Segment Start: Information supplied

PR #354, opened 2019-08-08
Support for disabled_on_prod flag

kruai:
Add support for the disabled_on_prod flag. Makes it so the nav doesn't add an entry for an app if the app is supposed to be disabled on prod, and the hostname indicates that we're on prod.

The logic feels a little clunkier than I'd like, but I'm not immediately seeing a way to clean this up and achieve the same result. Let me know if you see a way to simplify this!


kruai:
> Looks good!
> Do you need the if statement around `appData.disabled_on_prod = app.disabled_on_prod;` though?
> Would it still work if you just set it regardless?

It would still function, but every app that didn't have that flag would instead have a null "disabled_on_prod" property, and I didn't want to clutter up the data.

Segment End: Information supplied
Segment Start: Information supplied

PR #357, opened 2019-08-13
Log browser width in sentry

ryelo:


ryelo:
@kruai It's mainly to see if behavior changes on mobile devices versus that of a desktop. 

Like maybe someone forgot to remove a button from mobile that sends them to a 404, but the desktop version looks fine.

Segment End: Information supplied
Segment Start: Information supplied

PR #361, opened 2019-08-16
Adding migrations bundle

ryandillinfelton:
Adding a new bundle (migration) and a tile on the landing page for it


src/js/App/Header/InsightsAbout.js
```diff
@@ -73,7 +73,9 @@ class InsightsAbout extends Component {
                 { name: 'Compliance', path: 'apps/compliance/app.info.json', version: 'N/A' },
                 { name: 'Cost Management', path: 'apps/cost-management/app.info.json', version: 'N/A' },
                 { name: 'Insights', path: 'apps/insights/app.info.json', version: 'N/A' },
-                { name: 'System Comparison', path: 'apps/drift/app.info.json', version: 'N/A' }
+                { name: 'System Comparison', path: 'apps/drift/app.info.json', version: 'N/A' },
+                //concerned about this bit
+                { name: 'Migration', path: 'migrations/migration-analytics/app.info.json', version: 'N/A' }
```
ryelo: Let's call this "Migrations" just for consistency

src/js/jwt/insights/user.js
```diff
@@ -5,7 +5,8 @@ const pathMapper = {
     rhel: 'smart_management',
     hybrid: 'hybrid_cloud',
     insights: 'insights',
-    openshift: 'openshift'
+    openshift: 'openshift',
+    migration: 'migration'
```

Segment End: Information supplied

Find where the line with "PR #354, opened 2019-08-08" sits in the material above, then copy exactly from it through the line with "Add support for". Add no other line.

● **Output of the exercise**:
PR #354, opened 2019-08-08
Support for disabled_on_prod flag

kruai:
Add support for the disabled_on_prod flag. Makes it so the nav doesn't add an entry for an app if the app is supposed to be disabled on prod, and the hostname indicates that we're on prod.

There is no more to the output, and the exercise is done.